The Theory of Evolution remains surprisingly controversial in the United States. According to a recent Gallop Poll, 38% of Americans believe God created human beings as-is. Nearly 2 in 5 of those polled reject evolution. It could be argued that our DNA is one of the most defining aspects of who we are, and yet, many modern people remain unconvinced.
Rather than look at evolution through the lens of biology, let us consider this theory in the context of computer science. In this article we're going to take a closer look at the mathematics behind natural selection. More specifically, we are going to use genetic algorithms to find a solution to the n-queens problem, and in doing so, gain a better understanding of what the theory of evolution is all about.
When it comes to machine learning, any supervised or unsupervised model begins with the data. This data is what "teaches" the machine to make decisions on its own. Whether using regression, classification, or neural networks, all machine learning methods share this demand for data in order to function.
Genetic algorithms take a very different approach to artificial intelligence. Rather than deriving answers from data, these algorithms mimic the rules of evolution instead. The solutions found by these algorithms do not result from a rigorous mathematical formula, but rather, the laws of nature, and a whole lot of trial and error.
Many who are skeptical about evolution argue that it cannot explain how life originated. They are absolutely correct. The study of abiogenesis seeks to explain how life originated. By contrast, evolution is only concerned with what happens to life once it exists, regardless of where or how or why it originated.
As Charles Darwin once explained:
It is not the strongest of the species that survives, not the most intelligent that survives. It is the one that is the most adaptable to change.
Evolution is a process of change. It works like this: all individual animals have a collection of traits.
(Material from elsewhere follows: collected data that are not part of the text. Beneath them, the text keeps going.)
PR #2105, opened 2025-02-22
docs: remove dependency between `OracleQuery` and `OracleResponse` in OA

### LINKED ISSUE #2100: Recursive dependency between `OracleQuery` and `OracleResponse`
In `oracles.spec.yaml` there are `OracleQuery` with a `response` pointing to `OracleResponse` and `OracleResponse` with a `query` field pointing to `OracleQuery`. The problem is that per definition they are recursively nested which is not true since `OracleQuery.reponse.query` is missed in the real response.

https://github.com/aeternity/ae_mdw/blob/4220311ef39373a420fea56a53939d613f7cb5e2/docs/swagger_v3/oracles.spec.yaml#L234-L235

https://github.com/aeternity/ae_mdw/blob/4220311ef39373a420fea56a53939d613f7cb5e2/docs/swagger_v3/oracles.spec.yaml#L334-L335

Ideally, when `OracleQuery` references to `OracleResponse` the `query` field should be omitted in `OracleResponse` and vice versa.

davidyuk:
This PR is supported by the Æternity Foundation

fixes #2100

### DIFF
--- a/docs/swagger_v3/oracles.spec.yaml
+++ b/docs/swagger_v3/oracles.spec.yaml
@@ -187,21 +187,6 @@ schemas:
       block_time: 1595571314482
       height: 289005
       query_id": "oq_su6wv4MZsnJfopjAhd1Sx7HuBBtqhdHhahkoTPWk7bg24UWNR"
-      response:
-        block_hash: "mh_GWc3YBsoeCtsKW2FScDPAMz4jmK47Zdba4pPstJFJzREpWr9o"
-        block_time: 1595577843373
-        height: 289044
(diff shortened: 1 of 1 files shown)


docs/swagger_v3/oracles.spec.yaml
```diff
@@ -534,7 +494,12 @@ paths:
                       data:
                         type: array
                         items:
-                          $ref: '#/components/schemas/OracleQuery'
+                          allOf:
+                            - $ref: '#/components/schemas/OracleQuery'
+                            - type: object
+                              properties:
```
davidyuk, line 500: `example:` omitted because it is actually the same as the example in `OracleResponse`

yaboiishere (approved):

davidyuk:
I don't have permission to merge this one 🙃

These traits are expressed from their genes, which are just little chunks of DNA in specific combinations. All animals live in environments. All environments present unique challenges and opportunities. A combination of genetic traits, free will, and some blind luck, determines if any individual animal will survive any given environment.
According to the theory, those animals best matched to the current environment are most likely to survive. That is, most likely to make babies with each other. The "winning" genes from these "winning" animals are more likely to pass down. Add the occasional beneficial mutation, keep repeating the process over hundreds or thousands of generations, and eventually, you should find some beneficial evolution has taken place.
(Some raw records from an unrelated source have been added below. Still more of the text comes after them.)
PR #2108, opened 2025-02-26
chore: update docker OS versions to fix docker multiarch pipeline build

sborrazas:


jyeshe (approved):

yaboiishere (approved):
Hmm this is better than the fix I found 😅 https://github.com/aeternity/ae_mdw/tree/revert-test

PR #2109, opened 2025-02-27
feat: add accounts count to delta and total stats

### LINKED ISSUE #2040: add total acccounts to statistics endpoint
I suggest serving it from here 
https://mainnet.aeternity.io/mdw/v3/stats/total

yaboiishere:
This PR includes a long-ish migration around ~12 hours locally 
resolves: #2040


edogggy (approved):

lib/ae_mdw/db/mutations/stats_mutation.ex
```diff
@@ -252,4 +262,35 @@ defmodule AeMdw.Db.StatsMutation do
       amount_acc + amount
     end)
   end
+
+  defp get_accounts(state, from_txi, next_txi) do
+    state
+    |> Collection.stream(Model.Tx, {from_txi, next_txi})
```
sborrazas, line 268: I don't think this is right. `Model.Tx` keys are just txis, how is this key going to compare with a plain number?

lib/ae_mdw/db/mutations/stats_mutation.ex
```diff
@@ -252,4 +262,35 @@ defmodule AeMdw.Db.StatsMutation do
...
+    |> Stream.take_while(&match?(txi when txi < next_txi, &1))
```
sborrazas, line 269: No need for matching here `Stream.take_while(&(&1 < next_txi))`

lib/ae_mdw/db/mutations/stats_mutation.ex
yaboiishere: Oh, it is supposed to be the other clause of stream that accepts a key_boundary fixing it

Case in point: a giraffe with a longer neck can reach more food. A well-fed giraffe is more likely to make baby giraffes.
In order to measure the survival of the fittest we must first define our fitness metric. In the simplified example above, the length of neck is the fitness metric of giraffes. Those with longer necks are more likely to reproduce.
When it comes to our genetic algorithm, we will be using the n-queens problem as our fitness metric. However, whether trying to eat leaves, or play chess, the fundamental rules of evolution are the same.
In the game of chess, the queen is the most powerful piece. Like the king, she is able to move in all 8 directions. Unlike the king, who is limited to one square of movement, the queen is free to move as many squares as she likes.
The n-queens problem was born in 1848 when Max Bezzel asked: is it possible to place 8 queens on a chessboard so that none of them are in attacking range of any other? In other words, is it possible to place 8 queens on an 8x8 board so that no queen shares a row, column or diagonal with any other? Although it may sound trivial, try it for yourself and you will quickly discover this is a more challenging problem than one might expect.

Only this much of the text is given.